The vents are located below and behind the outside panels on the bottom of the car, just behind the rear finder wells about 3" down inside a cavity, they are on both driver and passenger. I don't have any problems with rain splashing, same car.

As it seems to me majority of people don't want to put the time into it, dosent take long if done correctly......just takes some ~Time! And seems to be more and more people don't want to put the time into getting a good base to work from.

BTW rick i still see your using that ol trusty tC guide, same one i used when i did my car 2.5yrs ago lol.  Glad to see ya


----------



## Flyinbanana (Feb 2, 2008)

I currently drive what must be one of the noisiest cars around, an Evo IX RS which eliminates all or most of the factory sound deadener. With just a slight amount of Damplifier and the factory padding on the door panel, I detect no noise or vibration. My efforts will be focused on the rear of the car and the firewall. I'm especially surprised at the amount of noise that eminates from the rear wheels wells, lessened somewhat by new all-season tires vs. the OEM tires that howl.

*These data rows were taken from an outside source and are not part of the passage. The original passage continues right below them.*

PR #544, opened 2026-07-28
[change] Overhauled password expiration feature to avoid interfering with SSO and breaking REST API #511

### LINKED ISSUE #511: [bug] Password expiration blocks SSO and REST recovery

pandafy:
## Checklist

- [x] I have read the [OpenWISP Contributing Guidelines](https://openwisp.io/docs/dev/developer/contributing.html) and [OpenWISP Anti AI Spam Policy](https://openwisp.io/docs/dev/general/code-of-conduct.html#anti-ai-spam-policy).

Fixes #511

## Description of Changes

Added self-service password management REST API endpoints:

- `POST /api/v1/users/password/reset/`
- `POST /api/v1/users/password/reset/confirm/`
- `POST /api/v1/users/user/password/change/`

These endpoints were previously provided by OpenWISP RADIUS. They are fundamental operations for every OpenWISP installation, including those without OpenWISP RADIUS, so they now live in openwisp-users. The implementation uses [dj-rest-auth](https://github.com/iMerica/dj-rest-auth) and applies the authentication endpoint throttling rate to all password self-service requests.

Redesigned password expiration handling to avoid conflicts with passwordless authentication methods such as SAML, OAuth and sesame magic links. Users authenticated without a local password are no longer asked to update an expired local password. `PasswordExpirationMiddleware` now returns a JSON `403` response with recovery URLs to REST API clients instead of an HTML redirect, which breaks API clients.


openwisp_users/templates/custom_password_reset_email.html
```diff
@@ -0,0 +1,11 @@
+{% load i18n %}{% load l10n %}
+<div class="msg">
+<p>
+{% blocktrans %}You're receiving this email because you requested a password reset for your user account at
+{{ site_name }}.{% endblocktrans %}
+</p>
+<p>{% trans "Your username, in case you've forgotten:" %} {{ user.get_username }}</p>
+<p>
+{% trans "Please click on the button below to open a page where you can choose a new password:" %}
+</p>
```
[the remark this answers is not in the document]
pandafy: @Coderabbitai the call to action button is implemented in openwisp-users

openwisp_users/apps.py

In any event, I have both closed cell foam, neoprene, and a sheet of Volara foam (claimed to be a noise blocker anyway) and will add material in stages in as an unscientific way to see what works best in my application...


----------



## FoxPro5 (Feb 14, 2006)

tcguy85 said:


> see thats what i want to hear. i want to kill some road noise and make it so i don't hear the water splashing all over the fender wells in the back. i guess the question at hand is, will plain old deadener kill road noise as well or do i need some kind of foam or dampener? i know the mat will kill some road noise but how much.
> 
> i am going to use some mat all over but also will use foam or something if it will kill more road noise.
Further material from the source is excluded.